(Collected data entries)

PR #3217, opened 2026-08-30
feat(openai): support openai sdk 3.x and hosted shell/mcp events

vvlrff:

`openai` 3.x moved the SDK's HTTP layer from `httpx` to `httpx2` and shipped the hosted **shell** tool alongside hosted MCP. This PR raises the pin to `openai>=3.4.0,<4`, follows the client-type change, and adds first-class support for the hosted shell and MCP items the Responses API emits.

### `openai>=3` and `httpx2`

- `pyproject.toml`: `openai>=3.4.0,<4`.
- `http_client` is now annotated `httpx2.AsyncClient` on `OpenAIConfig`, `OpenAIResponsesConfig`, both `*Overrides` TypedDicts, `OpenAIClient`, `OpenAIResponsesClient` and `ContainerManager`.
- **ag2 forwards the client untouched and adds no policy of its own.** The annotation is the whole of ag2's opinion, and it is the SDK's own: `openai>=3` types the parameter the same way, so a type checker rejects a legacy client here for exactly the reason it rejects one at `AsyncOpenAI(...)`. At runtime the SDK still accepts a legacy `httpx.AsyncClient` — it detects one through `sys.modules` and normalizes URL, timeout and response types around it — and its [migration guide](https://github.com/openai/openai-python/blob/main/httpx2.md) calls that path a migration aid that may be discontinued. That is the SDK's call to make and to revoke, so ag2 neither blocks nor warns; the day it stops working, the SDK is the one that says so.
- `httpx2` is deliberately **not** added as an explicit dependency — it is installed by `openai>=3` itself, and duplicating an SDK's own dependency only creates a second pin to keep in sync.
- Docs: the `http_client` note in `model_configuration.mdx` is rewritten for `httpx2`, plus a warning that `httpx2` verifies TLS against the **operating system** trust store rather than a bundled one — a minimal container without system CA certificates will fail to connect, and `certifi` still being installed (ag2's own core depends on `httpx`) is not evidence that TLS is configured for the OpenAI client.

### Hosted shell tool

- New events in `ag2/config/openai/events.py`: `OpenAIShellCommandChunk` and `OpenAIShellOutputChunk` carry the streaming deltas from `ResponseShellCallCommandDeltaEvent` and `ResponseShellCallOutputContentDeltaEvent`, each tagged with which command in the call it belongs to. Both are transient, so neither reaches history, compaction or the summarizer, and neither contaminates the assistant's reply stream.
- `stdout` and `stderr` are independent fields on an output increment, not an either/or: the API was observed sending both in a single delta for a command writing to each, and there is a test for that case.
- `ShellCallTracker` pairs a hosted `shell_call` with the `shell_call_output` that answers it.
- **Replay correctness.** A `shell_call` is the one hosted item the API will not accept alone — its outcome lives in a separate `shell_call_output`. A turn that ended between the two (an `incomplete` response, for instance) leaves the call unanswered, and replaying it would 400 the next request. `events_to_responses_input` now drops a `shell_call` whose output is absent, and emits `OpenAIServerToolResultEvent` items so a completed pair replays whole.
- **Output-only fields are stripped on the way back in.** A hosted item replays by dumping the SDK model whole, which is only safe while the output shape is a subset of the input shape. `created_by` is where the two part company: it is absent from the `shell_call` / `shell_call_output` input params and answered with `Unknown parameter: input[N].created_by`. The API leaves it unset today, so `exclude_none` already drops it — `_OUTPUT_ONLY_FIELDS` is the guard for the day it does not, and the test sets the field explicitly so it exercises the guard rather than `exclude_none`.

### Hosted MCP errors

A failed `mcp_call` is answered by one of three arms — protocol error, HTTP error, tool execution error — each with different fields. The result event's metadata now carries the discriminator alongside that arm's own fields, so a caller branches on it instead of matching on prose.

`mcp_list_tools` has no discriminated union of its own — the SDK types its `error` as a bare string. Rather than leave one item's `metadata["error"]` a string and another's an object, a failed listing is shaped the same way, as `{"type": "mcp_list_tools_error", "message": ...}`, so one `metadata["error"]["type"]` answers "what failed" whichever item carried it. The arm name is ag2's and is named for the item, not for a guess at the cause. **This is a shape change** to the listing error relative to the first commit on this branch, where it was the bare string.

### Refusals instead of silently widening access

Two cases where a request would be accepted by the provider but would not do what the caller asked. Both now raise instead, and both errors name the remedy.

- **`MCPServerTool.blocked_tools`** is an Anthropic-connector capability: its MCP tool config enables and disables a server's tools by name. The OpenAI Responses `mcp` param and `xai_sdk`'s `tools.mcp` both take an **allow-list only**, so there is no honest translation. `tool_to_responses_api` (OpenAI) and `tool_to_api` (xAI) raise `BlockedToolsUnsupportedError`, pointing at the two real options: pass `allowed_tools`, or connect the server as an MCP toolkit so ag2 executes and filters the tools itself.
- **`ShellTool()` with no `environment`** is a *client-executed* shell on OpenAI: the model returns a `shell_call` for the application to run, ag2 has no path to execute it and feed the output back, and the turn ended with a call, no result and no reply — silence rather than an error. It now raises `ClientExecutedShellUnsupportedError`. Refused rather than defaulted to a container: provisioning one runs model-written commands on the provider's machine, which is the caller's decision, not a default to infer from an omitted argument. This is the same gap that already makes Anthropic's client-side bash tool an `UnsupportedToolError`.

  The check runs on the **finished** tools array (`reject_client_executed_shell`, called from `OpenAIResponsesClient`), not per tool, because the skills path legitimately maps a bare `shell` and `merge_skills_into_shell_tools` gives it `container_auto` afterwards. `tool_to_responses_api(ShellToolSchema())` therefore still maps to `{"type": "shell"}` unchanged.

**Both are behaviour changes to public API.** Neither has a released predecessor that raised: on `main` the OpenAI and xAI mappers ignore `blocked_tools` entirely, and a bare `ShellTool()` produced a dead-end turn. `BlockedToolsUnsupportedError` and `ClientExecutedShellUnsupportedError` are both `ToolExecutionError` subclasses — **not** `ValueError`, so code catching `ValueError` around a mapping call will not catch them.

### Tests

- `test_hosted_mcp_and_shell_events.py` — hosted MCP and shell items become the right events, and replay round-trips, including the output-only-field guard.
- `test_hosted_shell_streaming.py` — command and output deltas during streaming, stdout and stderr distinguishable, both arriving in one delta.
- `test_hosted_mcp_errors.py` — each error arm is reported as itself and the three stay distinguishable.
- `test_http_client_family.py` — both an `httpx2` and a legacy `httpx` client reach the SDK untouched, for `OpenAIConfig` and `OpenAIResponsesConfig`. The legacy cases are the guard on ag2 staying out of the way: they fail if ag2 ever starts rejecting or warning about a client the SDK itself would have accepted.
- `test/config/{openai,xai}/tools/test_mcp_server.py` — `blocked_tools` raises on both providers.
- `test/config/openai/tools/test_shell.py` — the environment-less shell is refused through the client (the seam a caller actually meets), a hosted shell passes, and the mapper's own output is unchanged.
- `test/config/openai/_helpers.py` — the Responses-payload scaffolding the three hosted-tool test modules shared, in one place instead of three copies plus a cross-module import of another test's private helpers.
- Existing OpenAI tests moved to `httpx2` mock transports.

Both surfaces were also exercised against the live API (hosted MCP and hosted shell, non-streaming and streaming, replay accepted, and each of the three ways a replay 400s sent deliberately to confirm the guards match real failures).

### Docs

- `model_configuration.mdx` — the `httpx2` client note and TLS trust-store warning.
- `builtin_tools.mdx` — the OpenAI shell now documents that an environment must be named, and why.
- `mcp_servers.mdx` — `blocked_tools` is not enforceable on provider-side OpenAI/xAI connections, with the two alternatives.

## Checks

## AI assistance


marklysze (approved):
Verified independently — installed the `openai` extra in a fresh venv and ran the new/touched test suites for real, rather than trusting the stated "clean" claims.

**Deps and the httpx2 claim, checked precisely:** `pip install -e ".[openai]"` resolves `openai` to 3.6.0 and pulls in `httpx2` transitively — confirmed `httpx2` is genuinely *not* listed under the `openai` extra in `pyproject.toml`; the one `httpx2` entry in the file is in the `test` group, for `starlette.testclient.TestClient`'s own deprecation-warning avoidance, unrelated to this PR's runtime dependency. The stated claim ("httpx2 is deliberately not added as an explicit dependency") is accurate at the precision it's making, not just directionally true.

**58 tests run, all pass** across `test_hosted_mcp_and_shell_events.py`, `test_hosted_mcp_errors.py`, `test_hosted_shell_streaming.py`, `test_http_client_family.py` (both `Httpx2Client` and `LegacyHttpxClient` arms — confirms the backward-compat path this PR describes actually works, not just "the SDK says it does"), `test_openai_client_tools.py`, `test_openai_responses_client_options.py`, `test_responses_client_skills.py`, `test_responses_client_store.py`, and the MCP/shell tool tests in both `openai` and `xai`.

**Mutation-tested the subtlest piece of logic** — the unanswered-shell-call replay guard in `mappers.py` (`events_to_responses_input` skips a `shell_call` whose `shell_call_output` never arrived, so replaying an incomplete turn doesn't 400 against the API). Removed the guard, reran `test_an_unanswered_shell_call_is_not_replayed` — correctly failed. Restored, green again.

**Read the core logic directly, not just the tests:** `reject_client_executed_shell` is genuinely called (`openai_responses_client.py:140`) on the *finalized* tool array — after `merge_skills_into_shell_tools` may have added `container_auto` — which is the right point, since checking earlier would miss that transformation and false-positive on a skills-routed shell tool. `BlockedToolsUnsupportedError`/`ClientExecutedShellUnsupportedError` are well-written, actionable error messages (say what happened and what to do instead), and both have real test coverage that ran clean above.

Solid, carefully-reasoned SDK migration with real test coverage exercising the parts that matter. Approving.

Instructions to follow: A bare number is all that is asked for: the count of lines above that include "deltas".

Solution to the problem: 2